Saved data entries
++++

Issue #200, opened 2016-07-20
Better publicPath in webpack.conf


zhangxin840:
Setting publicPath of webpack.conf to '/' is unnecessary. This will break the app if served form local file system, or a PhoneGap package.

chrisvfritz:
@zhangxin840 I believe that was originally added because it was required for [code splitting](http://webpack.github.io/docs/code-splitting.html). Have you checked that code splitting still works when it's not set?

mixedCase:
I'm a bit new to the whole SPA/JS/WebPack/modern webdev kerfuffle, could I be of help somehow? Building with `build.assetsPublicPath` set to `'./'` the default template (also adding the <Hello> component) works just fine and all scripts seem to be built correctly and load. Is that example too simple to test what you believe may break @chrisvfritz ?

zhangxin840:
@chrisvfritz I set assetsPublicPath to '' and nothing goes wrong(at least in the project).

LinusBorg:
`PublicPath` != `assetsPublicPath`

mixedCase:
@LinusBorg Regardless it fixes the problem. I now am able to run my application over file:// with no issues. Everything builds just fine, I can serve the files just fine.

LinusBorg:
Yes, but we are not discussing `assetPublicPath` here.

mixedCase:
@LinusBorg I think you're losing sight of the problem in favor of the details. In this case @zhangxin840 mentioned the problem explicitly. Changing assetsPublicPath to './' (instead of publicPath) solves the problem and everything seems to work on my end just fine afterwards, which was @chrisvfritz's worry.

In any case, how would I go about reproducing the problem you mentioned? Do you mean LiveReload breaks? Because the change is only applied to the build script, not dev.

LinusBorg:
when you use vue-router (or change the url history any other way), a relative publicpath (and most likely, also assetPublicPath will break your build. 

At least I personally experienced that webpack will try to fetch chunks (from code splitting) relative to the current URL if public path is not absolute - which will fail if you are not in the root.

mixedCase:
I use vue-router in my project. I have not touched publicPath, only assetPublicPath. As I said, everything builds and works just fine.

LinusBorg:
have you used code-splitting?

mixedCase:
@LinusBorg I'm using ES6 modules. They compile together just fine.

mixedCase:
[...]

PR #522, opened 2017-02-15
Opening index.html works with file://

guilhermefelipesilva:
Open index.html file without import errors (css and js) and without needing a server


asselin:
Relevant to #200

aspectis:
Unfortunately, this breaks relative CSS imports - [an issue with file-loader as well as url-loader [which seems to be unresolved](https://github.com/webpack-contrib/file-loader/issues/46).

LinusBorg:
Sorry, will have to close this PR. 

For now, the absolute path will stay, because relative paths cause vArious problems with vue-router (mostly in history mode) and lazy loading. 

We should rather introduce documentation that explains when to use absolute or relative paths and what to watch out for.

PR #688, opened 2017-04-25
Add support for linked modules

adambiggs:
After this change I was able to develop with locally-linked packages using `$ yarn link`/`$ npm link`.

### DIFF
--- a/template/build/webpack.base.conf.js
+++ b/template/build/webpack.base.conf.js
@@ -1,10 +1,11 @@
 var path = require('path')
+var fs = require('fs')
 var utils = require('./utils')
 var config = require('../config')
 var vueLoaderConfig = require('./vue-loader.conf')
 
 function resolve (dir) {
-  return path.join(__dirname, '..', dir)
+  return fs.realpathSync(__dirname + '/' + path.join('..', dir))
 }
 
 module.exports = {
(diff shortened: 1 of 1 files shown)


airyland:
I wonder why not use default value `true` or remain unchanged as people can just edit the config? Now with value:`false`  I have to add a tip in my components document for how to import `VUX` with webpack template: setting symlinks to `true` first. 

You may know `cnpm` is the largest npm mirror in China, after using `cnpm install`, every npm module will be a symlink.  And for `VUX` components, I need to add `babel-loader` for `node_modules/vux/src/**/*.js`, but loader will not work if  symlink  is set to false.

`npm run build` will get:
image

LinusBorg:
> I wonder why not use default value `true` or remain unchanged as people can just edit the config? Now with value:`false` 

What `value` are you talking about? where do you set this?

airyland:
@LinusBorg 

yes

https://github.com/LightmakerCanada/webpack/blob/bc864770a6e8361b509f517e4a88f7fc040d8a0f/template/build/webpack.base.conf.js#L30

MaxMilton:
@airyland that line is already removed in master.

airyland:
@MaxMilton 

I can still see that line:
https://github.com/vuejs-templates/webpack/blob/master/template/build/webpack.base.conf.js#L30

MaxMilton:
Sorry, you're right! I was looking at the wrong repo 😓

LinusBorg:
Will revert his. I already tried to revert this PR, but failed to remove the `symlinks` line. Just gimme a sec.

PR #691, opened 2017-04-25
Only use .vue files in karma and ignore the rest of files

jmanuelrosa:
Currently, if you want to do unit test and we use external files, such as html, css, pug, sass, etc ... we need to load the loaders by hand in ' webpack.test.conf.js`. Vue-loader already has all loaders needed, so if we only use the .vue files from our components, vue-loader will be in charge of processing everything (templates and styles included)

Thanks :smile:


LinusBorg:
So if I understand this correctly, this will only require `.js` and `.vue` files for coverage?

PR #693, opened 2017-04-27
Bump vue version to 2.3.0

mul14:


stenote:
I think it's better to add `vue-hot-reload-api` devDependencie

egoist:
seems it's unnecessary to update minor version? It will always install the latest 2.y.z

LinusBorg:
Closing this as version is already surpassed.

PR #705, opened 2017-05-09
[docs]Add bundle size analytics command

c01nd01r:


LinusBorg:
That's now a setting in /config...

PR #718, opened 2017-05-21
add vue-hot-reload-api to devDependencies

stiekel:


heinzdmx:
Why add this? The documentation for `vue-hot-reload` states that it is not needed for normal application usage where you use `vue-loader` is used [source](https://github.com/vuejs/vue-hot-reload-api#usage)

++++

Goal of the exercise — What is the number of lines in the data that include the word "base"? State only that number.

Task result — 4